_About this exercise_
When you reach the line containing "PR #321, opened 2023-07-31" in the entries below, start writing out each line exactly, and stop after the line containing "pfio has the".

======

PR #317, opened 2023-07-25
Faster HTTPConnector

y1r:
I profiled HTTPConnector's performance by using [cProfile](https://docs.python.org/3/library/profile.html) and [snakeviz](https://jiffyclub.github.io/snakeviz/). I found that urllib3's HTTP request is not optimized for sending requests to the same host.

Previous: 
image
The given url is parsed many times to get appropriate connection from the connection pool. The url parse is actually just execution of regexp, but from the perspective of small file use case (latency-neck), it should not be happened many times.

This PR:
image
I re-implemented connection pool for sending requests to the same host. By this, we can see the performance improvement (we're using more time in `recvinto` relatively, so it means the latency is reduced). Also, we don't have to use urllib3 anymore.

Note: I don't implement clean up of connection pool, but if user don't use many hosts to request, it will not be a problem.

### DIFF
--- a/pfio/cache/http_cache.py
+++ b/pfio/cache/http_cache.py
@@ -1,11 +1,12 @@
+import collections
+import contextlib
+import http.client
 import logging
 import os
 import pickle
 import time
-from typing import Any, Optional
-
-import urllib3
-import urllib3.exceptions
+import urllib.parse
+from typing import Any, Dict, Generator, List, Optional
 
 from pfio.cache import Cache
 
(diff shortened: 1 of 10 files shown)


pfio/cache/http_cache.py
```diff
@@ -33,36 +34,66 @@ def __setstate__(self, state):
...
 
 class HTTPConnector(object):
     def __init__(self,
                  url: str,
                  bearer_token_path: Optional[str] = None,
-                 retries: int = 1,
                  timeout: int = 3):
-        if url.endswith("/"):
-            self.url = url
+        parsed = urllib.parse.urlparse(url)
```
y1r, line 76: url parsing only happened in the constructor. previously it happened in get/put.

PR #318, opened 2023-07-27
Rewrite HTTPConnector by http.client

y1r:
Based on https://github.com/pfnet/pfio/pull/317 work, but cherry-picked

======

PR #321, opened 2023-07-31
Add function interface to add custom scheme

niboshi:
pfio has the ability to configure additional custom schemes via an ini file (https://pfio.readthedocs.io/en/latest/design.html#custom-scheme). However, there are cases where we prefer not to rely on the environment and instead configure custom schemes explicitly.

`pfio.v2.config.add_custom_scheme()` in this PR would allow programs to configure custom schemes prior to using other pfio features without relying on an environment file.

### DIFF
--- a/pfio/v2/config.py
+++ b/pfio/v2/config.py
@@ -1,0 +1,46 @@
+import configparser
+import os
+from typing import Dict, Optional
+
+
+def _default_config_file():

======

_Result of the task_
PR #321, opened 2023-07-31
Add function interface to add custom scheme

niboshi:
pfio has the ability to configure additional custom schemes via an ini file (https://pfio.readthedocs.io/en/latest/design.html#custom-scheme). However, there are cases where we prefer not to rely on the environment and instead configure custom schemes explicitly.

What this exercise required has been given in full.